Today, I want to talk about to do lists. Most everyone keeps lists of various kinds and it’s important to find the best method for keeping those lists. I’ve been low-tech for years. I used to use a journal write the list in the journal and away I’d go. This worked well when I was teaching in person and seemed effective the first year or so that I was teaching online. And then Ben was old enough to make off with my lists and suddenly it didn’t seem like such a good idea as before.
I needed something smaller, more portable, and less attractive to a small guy. It also needed to be self-contained. I wouldn’t have to find a pen in order to be able to use it. I have hunted and looked and I’ve tried it all. Kathy Peel has something she calls a Daily Hit List. The form is available here. While the form kind of works, it doesn’t work super well for me because it involves paper and pen and that’s just not what I need.

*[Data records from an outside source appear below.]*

PR #130, opened 2023-10-05
Renames config file to sim file

sr-gi:
Currently we are using the term config file for the file that contains the simulation details. This is kind of fine for now, but it will get messy down the line when we want to start storing default values for the CLI parameters in a config file. Furthermore, we are requiring the config file to be passed, but `--config` is required.

This both renames config to sim, and makes the parameter positional instead of named.

### DIFF
--- a/sim-lib/src/lib.rs
+++ b/sim-lib/src/lib.rs
@@ -86,7 +86,7 @@ impl std::fmt::Display for NodeId {
 }
 
 #[derive(Debug, Serialize, Deserialize, Clone)]
-pub struct Config {
+pub struct SimParams {
     pub nodes: Vec<NodeConnection>,
     #[serde(default)]
     pub activity: Vec<ActivityParser>,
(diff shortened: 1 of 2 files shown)


sim-lib/src/lib.rs
```diff
@@ -61,7 +61,7 @@ pub struct ClnConnection {
 }
 
 #[derive(Debug, Serialize, Deserialize, Clone)]
-pub struct Config {
+pub struct SimDetails {
```
carlaKC, line 64: I don't love this name because writing "run simulation with details" or "run simulation with simulation file" in a readme doesn't _really_ make sense to me. 

gpt says setup.json or params.json but I don't know those are better.

carlaKC (approved):
tACK, naming nit but I don't have much better.

sim-lib/src/lib.rs
sr-gi: I'm happy with SimParams if you want to call them simulation parameters

carlaKC: Feelings aren't strong enough for another round, happy to go in as-is.

carlaKC (approved):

I’ve tried Anxiety and that was kind of useful when combined with a written to do list. The problem there was that it doesn’t migrate to my handheld device and without the list there, it’s ultimately useless.

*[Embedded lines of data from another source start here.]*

PR #132, opened 2023-10-06
sim-cli: source simulation file from data directory

okjodom:
Introduces `SIM_LN_DATA_DIR` from which `sim-cli` sources simulation files and writes simulation outputs.

### DIFF
--- a/README.md
+++ b/README.md
@@ -41,10 +41,13 @@ Install the CLI:
 cargo install --locked --path sim-cli/
 ```
 
-Run with Simulation File (see [setup instructions](#simulation-file-setup) for details):
- ```
-sim-cli sim.json
+To run the simulation, create a simulation file `sim.json` in the working directory (see [setup instructions](#simulation-file-setup) for details) and run:
+
 ```
+sim-cli
+```
+
+Run `sim-cli -h` for details on `--data-dir` and `--sim-file` options that allow specifying custom simulation file locations.
 
 ### Simulation File Setup
 The simulator requires access details for a set of `nodes` that you 
@@ -190,10 +193,12 @@ described above). Activity sources and destinations may reference the
 *must* provide a valid public key.
 
 ### Simulation Output
-A summary of the results will be logged by the simulator, and a full 
-list of payments made with their outcomes is available in 
-`simulation_{timestamp}.csv` in the directory that the simulation was 
-executed in. For more detailed logs, use the `--log-level` cli flag.
+
+A summary of the results will be logged by the simulator. A full list of payments made with their outcomes
+is available in `simulation_{timestamp}.csv` within the configured `{data_dir}/results`.
+
+Run `sim-cli -h` for details on data directory (`--data-dir`) and other options including `--print-batch-size`
+which affect how simulation outputs are persisted
 
 ## Lightning Environments
 If you're looking to get started with local lightning development, we
--- a/sim-cli/Cargo.toml
+++ b/sim-cli/Cargo.toml
@@ -11,6 +11,7 @@ Instantly simulate real-world Lightning network activity
 [dependencies]
 anyhow = { version = "1.0.69", features = ["backtrace"] }
 clap = { version = "4.1.6", features = ["derive", "env", "std", "help", "usage", "error-context", "suggestions"], default-features = false }
+dialoguer = "0.11.0"
 log = "0.4.20"
 serde = "1.0.183"
 serde_json = "1.0.104"
--- a/sim-cli/src/main.rs
+++ b/sim-cli/src/main.rs
@@ -10,9 +10,15 @@ use clap::Parser;
 use log::LevelFilter;
 use sim_lib::{
     cln::ClnNode, lnd::LndNode, ActivityDefinition, LightningError, LightningNode, NodeConnection,
-    NodeId, SimParams, Simulation,
+    NodeId, SimParams, Simulation, WriteResults,
 };
 use simple_logger::SimpleLogger;
+
+/// The default directory where the simulation files are stored and where the results will be written to.
+pub const DEFAULT_DATA_DIR: &str = ".";
+
+/// The default simulation file to be used by the simulator.
+pub const DEFAULT_SIM_FILE: &str = "sim.json";
 
 /// The default expected payment amount for the simulation, around ~$10 at the time of writing.
 pub const EXPECTED_PAYMENT_AMOUNT: u64 = 3_800_000;
@@ -42,8 +48,12 @@ fn deserialize_f64_greater_than_zero(x: String) -> Result<f64, String> {
 #[derive(Parser)]
 #[command(version, about)]
 struct Cli {
+    /// Path to a directory containing simulation files, and where simulation results will be stored
+    #[clap(long, short, default_value = DEFAULT_DATA_DIR)]
+    data_dir: PathBuf,
     /// Path to the simulation file to be used by the simulator
-    #[clap(index = 1)]
+    /// This can either be an absolute path, or relative path with respect to data_dir
+    #[clap(long, short, default_value = DEFAULT_SIM_FILE)]
     sim_file: PathBuf,
     /// Total time the simulator will be running
     #[clap(long, short)]
@@ -77,8 +87,9 @@ async fn main() -> anyhow::Result<()> {
         .init()
         .unwrap();
 
+    let sim_path = read_sim_path(cli.data_dir.clone(), cli.sim_file).await?;
     let SimParams { nodes, activity } =
-        serde_json::from_str(&std::fs::read_to_string(cli.sim_file)?)
+        serde_json::from_str(&std::fs::read_to_string(sim_path)?)
             .map_err(|e| anyhow!("Could not deserialize node connection data or activity description from simulation file (line {}, col {}).", e.line(), e.column()))?;
 
     let mut clients: HashMap<PublicKey, Arc<Mutex<dyn LightningNode + Send>>> = HashMap::new();
@@ -179,14 +190,22 @@ async fn main() -> anyhow::Result<()> {
         });
     }
 
+    let write_results = if !cli.no_results {
+        Some(WriteResults {
+            results_dir: mkdir(cli.data_dir.join("results")).await?,
+            batch_size: cli.print_batch_size,
+        })
+    } else {
+        None
+    };
+
     let sim = Simulation::new(
         clients,
         validated_activities,
         cli.total_time,
-        cli.print_batch_size,
         cli.expected_pmt_amt,
         cli.capacity_multiplier,
-        cli.no_results,
+        write_results,
     );
     let sim2 = sim.clone();
 
@@ -198,4 +217,56 @@ async fn main() -> anyhow::Result<()> {
     sim.run().await?;
 
     Ok(())
+}
+
+async fn read_sim_path(data_dir: PathBuf, sim_file: PathBuf) -> anyhow::Result<PathBuf> {
+    let sim_path = if sim_file.is_relative() {
+        data_dir.join(sim_file)
+    } else {
+        sim_file
+    };
+
+    if sim_path.exists() {
+        Ok(sim_path)
+    } else {
+        log::info!("Simulation file '{}' does not exist.", sim_path.display());
+        select_sim_file(data_dir).await
+    }
+}
+
+async fn select_sim_file(data_dir: PathBuf) -> anyhow::Result<PathBuf> {
+    let sim_files = std::fs::read_dir(data_dir.clone())?
+        .filter_map(|f| {
+            f.ok().and_then(|f| {
+                if f.path().extension()?.to_str()? == "json" {
+                    f.file_name().into_string().ok()
+                } else {
+                    None
+                }
+            })
+        })
+        .collect::<Vec<_>>();
+
+    if sim_files.is_empty() {
+        anyhow::bail!(
+            "no simulation files found in {}.",
+            data_dir.canonicalize()?.display()
+        );
+    }
+
+    let selection = dialoguer::Select::new()
+        .with_prompt(format!(
+            "Select a simulation file. Found these in {}",
+            data_dir.canonicalize()?.display()
+        ))
+        .items(&sim_files)
+        .default(0)
+        .interact()?;
+
+    Ok(data_dir.join(sim_files[selection].clone()))
+}
+
+async fn mkdir(dir: PathBuf) -> anyhow::Result<PathBuf> {
+    tokio::fs::create_dir_all(&dir).await?;
+    Ok(dir)
 }
--- a/sim-lib/src/lib.rs
+++ b/sim-lib/src/lib.rs
@@ -9,6 +9,7 @@ use serde::{Deserialize, Serialize};
 use std::collections::HashSet;
 use std::fmt::{Display, Formatter};
 use std::marker::Send;
+use std::path::PathBuf;
 use std::time::UNIX_EPOCH;
 use std::{collections::HashMap, sync::Arc, time::SystemTime};
 use thiserror::Error;
@@ -326,15 +327,21 @@ pub struct Simulation {
     shutdown_listener: Listener,
     // Total simulation time. The simulation will run forever if undefined.
     total_time: Option<time::Duration>,
-    /// The number of activity results to batch before printing in CSV.
-    print_batch_size: u32,
     /// The expected payment size for the network.
     expected_payment_msat: u64,
     /// The number of times that the network sends its total capacity in a month of operation when generating random
     /// activity.
     activity_multiplier: f64,
-    /// Whether we want the simulation not to produce and result file. Useful for developing, defaults to false.
-    no_results: bool,
+    /// Configurations for printing results to CSV. Results are not written if this option is None.
+    write_results: Option<WriteResults>,
+}
+
+#[derive(Clone)]
+pub struct WriteResults {
+    /// Data directory where CSV result files are written.
+    pub results_dir: PathBuf,
+    /// The number of activity results to batch before printing in CSV.
+    pub batch_size: u32,
 }
 
 impl Simulation {
@@ -342,10 +349,9 @@ impl Simulation {
         nodes: HashMap<PublicKey, Arc<Mutex<dyn LightningNode + Send>>>,
         activity: Vec<ActivityDefinition>,
         total_time: Option<u32>,
-        print_batch_size: u32,
         expected_payment_msat: u64,
         activity_multiplier: f64,
-        no_results: bool,
+        write_results: Option<WriteResults>,
     ) -> Self {
         let (shutdown_trigger, shutdown_listener) = triggered::trigger();
         Self {
@@ -354,10 +360,9 @@ impl Simulation {
             shutdown_trigger,
             shutdown_listener,
             total_time: total_time.map(|x| Duration::from_secs(x as u64)),
-            print_batch_size,
             expected_payment_msat,
             activity_multiplier,
-            no_results,
+            write_results,
         }
     }
 
@@ -561,8 +566,7 @@ impl Simulation {
             result_logger,
             results_receiver,
             listener,
-            self.print_batch_size,
-            self.no_results,
+            self.write_results.clone(),
         ));
         log::debug!("Simulator data collection set up.");
     }
@@ -886,14 +890,11 @@ async fn consume_simulation_results(
     logger: Arc<Mutex<PaymentResultLogger>>,
     receiver: Receiver<(Payment, PaymentResult)>,
     listener: Listener,
-    print_batch_size: u32,
-    no_results: bool,
+    write_results: Option<WriteResults>,
 ) {
     log::debug!("Simulation results consumer started.");
 
-    if let Err(e) =
-        write_payment_results(logger, receiver, listener, print_batch_size, no_results).await
-    {
+    if let Err(e) = write_payment_results(logger, receiver, listener, write_results).await {
         log::error!("Error while reporting payment results: {:?}.", e);
     }
 
@@ -904,20 +905,19 @@ async fn write_payment_results(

I’ve also tried a number of “To Do” apps for the Touch. My main objection to most of those was the fact that they did not sync with my laptop. If I can’t access to dos on my laptop then it’s just not working for me when I have to work.
I had tried Remember The Milk in the past but found it difficult to manage because it also didn’t migrate to my handheld and didn’t have a desktop application to allow me to check it without going to the website. However, recently I discovered that they had made some improvements to the product and it now has the features that I wanted before. So, my solution is Remember the Milk.

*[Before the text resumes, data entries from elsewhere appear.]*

PR #133, opened 2023-10-10
sim-all: Adds description to both existing creates

sr-gi:
Mainly so we can have something nice when running `--help`

### DIFF
--- a/sim-cli/Cargo.toml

What I like about it is the fact that I can send it messages from just about anywhere and it will synchronize across multiple platforms to allow me access to my to dos from where ever I happen to be. It has a clean interface, allows me to put things on the list that happen periodically and makes sure those items appear when they’re needed. It has really simplified that part of my life and allows me to brain dump so I don’t have to remember all the minutia of my day. One of the drawbacks is that to fully utilize its functionality I have to pay for a premium account. I’m really not complaining about that. This is still not my ideal solution, but it works well enough.
My main objection to Remember the Milk is the fact that it simply refuses to sync the To Do list to my calendar To Do list on my laptop. It theoretically is supposed to be able to, but to date I have not been able to persuade it to actually do it. I’m certain it would do it with gCal, but I much prefer iCal so . . .
Ideally, I would have liked to use Evernote for this purpose because it would have centralized my stuff more thoroughly, but at this time Evernote does not allow for addition to formatted lists via the handheld platform. This element is crucial when I’m out or when I’m just not able to use my laptop. For example, when I’m feeding Katie, I can add to my lists because the handheld is *right there* and can be used onehanded whereas the laptop basically requires two handed operation. Thus, until Evernote adds that level of functionality, I will be using two programs to accomplish what I need from them.
My To Do list at this point draws from Kathy Peel in that I divide my lists into categories, which is helpful if I’m in a particular location and need to work on To Dos that are location specific. RTM also allows me to have all the items appear on one list for the day which is helpful when I’m simply trying to work my way through my list.
Overall, if you haven’t tried Remember the Milk, or you tried it but weren’t impressed, I’d say give it another try. It works particularly well for someone who works online and has an extremely active day.